Rockefeller's charge against the insurers is comparable to the righteous
criticism of Wall Street banks that were bailed out with $700 billion in
taxpayer TARP money but refuse to lend the money to small and medium-sized
business. The health care reform bill under debate in the Senate would give
the insurance industry a $500 billion taxpayer subsidy that Rockefeller
insists be used for patient care, not corporate profits.

"The insurance industry gets to walk away with nearly half a trillion
dollars in federal subsidies -- without any requirement that they spend those
federal dollars on medical care," charges Rockefeller.

In a recent letter to CIGNA Chairman H. Edward Hanway, Rockefeller charges
that insurance companies are hiding the amounts used to help consumers and
small business owners "behind a wall of corporate secrecy." One smarmy
reason is that the insurers are under pressure from Wall Street to reduce
medical costs to pump up their stock price.

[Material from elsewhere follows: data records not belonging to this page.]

PR #437, opened 2020-03-10
Remove duplicated weight/strength input on object-water interaction

huwb:
**Status:** Ready to merge

**Overview:**

Weight input on script and Strength input on the material are multiplied
together. This causes confusion as people arent sure what the difference
between the two is.

This change fixes the weight at 1, leaving only the strength param. Some
weights were set > 1, this change bakes that into the materials.

**Tests:**

Ran boat scenes in editor and verified wakes and other interactions look unchanged.

**Issues:**

If people have weights that aren't 1, this change will suddenly increase the strength of the interaction. I suggest to mitigate this with release notes.

### DIFF
--- a/crest/Assets/Crest/Crest-Examples/BoatDev/Data/BoatAlignNormal.prefab
+++ b/crest/Assets/Crest/Crest-Examples/BoatDev/Data/BoatAlignNormal.prefab
@@ -322,7 +322,6 @@ MonoBehaviour:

Blame the AFL-CIO as well for behind-the scenes weakening of the
controversial public option of the bill, which was meant to create
competition for the private profit-making insurers. Forbes has been given a
letter sent by the AFL-CIO to members of the Senate Finance Committee that
implores them not to allow union members with employer-based coverage to
"buy coverage in the newly created health insurance exchanges with a voucher
from their employer.".

The so-called "public option" to insure less healthy patients will cost
"typically higher premiums than the average plan," figures the Congressional
Budget Office, which estimates that only 3 million to 4 million people will
be covered by the public option. That's only about one out of every 10
uninsured people. That's scandalous and reveals the influence of the
powerful insurance and pharmaceutical industries. This is not anything
approaching socialism, but it is the thumb in the eye of the people that
were supposed to be helped.

Cleveland Clinic's Henkel does not believe that there are even 60 votes for
the watered down public option proposal. If indeed there is no reform bill
at all, Wall Street is licking its chops. Goldman Sachs reckons that the five giant health insurers will increase their profits 10% a year from 2010 to 2019, while their stocks rise on average 59%.

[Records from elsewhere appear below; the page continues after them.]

PR #832, opened 2021-05-17
Allow set ocean mat

huwb:
From a support request - allow setting ocean material from code.

Changing it at runtime works for me so i think it was probably just waiting for the request ot make it public.

(It was slightly tempting to make the setter apply to all tiles, rather than have the tiles poll the material many times pre frame, but that should probably be a separate change).


daleeidd (approved):
Nice one.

Rockefeller insists that the insurers use 85% of the $500 billion subsidy
for medical costs and not give in to pressure from Wall Street analysts to
reduce the amount of the premium going for medical care so as to increase
their profits and support their stock price.

Some sources tell Forbes that the White House has put out word that,
essentially, victory is needed at any cost, at any level of mediocrity. Even
Sen. Rockefeller, whose office is overwhelmed with phone calls from his West
Virginia constituents about the bill, has not promised to vote for the final
version. Good for him if he doesn't.